TASK INSTRUCTIONS:
Please print every record below exactly as it reads.

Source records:
PR #47, opened 2026-03-11
feat: made all steps optional

fevac:
Closes https://github.com/Clinical-Genomics/MTP-oncoflow/issues/43

### Added

- Added new include_process parameter allowing users to selectively enable or disable specific processing steps.

### Changed

- Refactored workflow to use a ch_current_*_vcf pattern, allowing sequential conditional execution of processing steps.
- local annotation, filtering, VEP annotation, and clinical filtering for both SNV and SVs are now conditionally executed based on the include_process configuration.

### DIFF
--- a/nextflow.config
+++ b/nextflow.config
@@ -17,6 +17,7 @@ params {
     // Temporary inputs
     snv_vcf                     = null
     sv_vcf                      = null
+    include_process             = "snv_local_annotation,snv_filtering,snv_ensemblvep,snv_clinical_filtering,sv_local_annotation,sv_filtering,sv_ensemblvep,sv_clinical_filtering"
 
     // Vep
     vep_cache_version           = 112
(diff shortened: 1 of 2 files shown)


fevac:
For refinement:

- [ ] ch_current_{snv,sv}_vcf  for sequencial steps always including a channel with vcf and index (channel: meta, vcf, tbi)
- [ ] include_process parameter
  - name
  - comma separated
- [ ] supported processes naming accepted by parameter:
  - snv_local_annotation
  - snv_filtering
  - snv_ensemblvep
  - snv_clinical_filtering
  - sv_local_annotation
  - sv_filtering
  - sv_ensemblvep
  - sv_clinical_filtering
- [ ] actual process names
  - VCFANNO
  - RESEARCH_FILTERING
  - ENSEMBLVEP_SNV
  - CLINICAL_FILTERING
  - SVDB_QUERY_DB
  - TABIX_SVDB_SV
  - RESEARCH_FILTERING_SV
  - ENSEMBLVEP_SV
  - CLINICAL_FILTERING_SV

beatrizsavinhas:
Suggestions:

ANSWER TO THIS TASK:
PR #47, opened 2026-03-11
feat: made all steps optional

fevac:
Closes https://github.com/Clinical-Genomics/MTP-oncoflow/issues/43

### Added

- Added new include_process parameter allowing users to selectively enable or disable specific processing steps.

### Changed

- Refactored workflow to use a ch_current_*_vcf pattern, allowing sequential conditional execution of processing steps.
- local annotation, filtering, VEP annotation, and clinical filtering for both SNV and SVs are now conditionally executed based on the include_process configuration.

### DIFF
--- a/nextflow.config
+++ b/nextflow.config
@@ -17,6 +17,7 @@ params {
     // Temporary inputs
     snv_vcf                     = null
     sv_vcf                      = null
+    include_process             = "snv_local_annotation,snv_filtering,snv_ensemblvep,snv_clinical_filtering,sv_local_annotation,sv_filtering,sv_ensemblvep,sv_clinical_filtering"
 
     // Vep
     vep_cache_version           = 112
(diff shortened: 1 of 2 files shown)


fevac:
For refinement:

- [ ] ch_current_{snv,sv}_vcf  for sequencial steps always including a channel with vcf and index (channel: meta, vcf, tbi)
- [ ] include_process parameter
  - name
  - comma separated
- [ ] supported processes naming accepted by parameter:
  - snv_local_annotation
  - snv_filtering
  - snv_ensemblvep
  - snv_clinical_filtering
  - sv_local_annotation
  - sv_filtering
  - sv_ensemblvep
  - sv_clinical_filtering
- [ ] actual process names
  - VCFANNO
  - RESEARCH_FILTERING
  - ENSEMBLVEP_SNV
  - CLINICAL_FILTERING
  - SVDB_QUERY_DB
  - TABIX_SVDB_SV
  - RESEARCH_FILTERING_SV
  - ENSEMBLVEP_SV
  - CLINICAL_FILTERING_SV

beatrizsavinhas:
Suggestions:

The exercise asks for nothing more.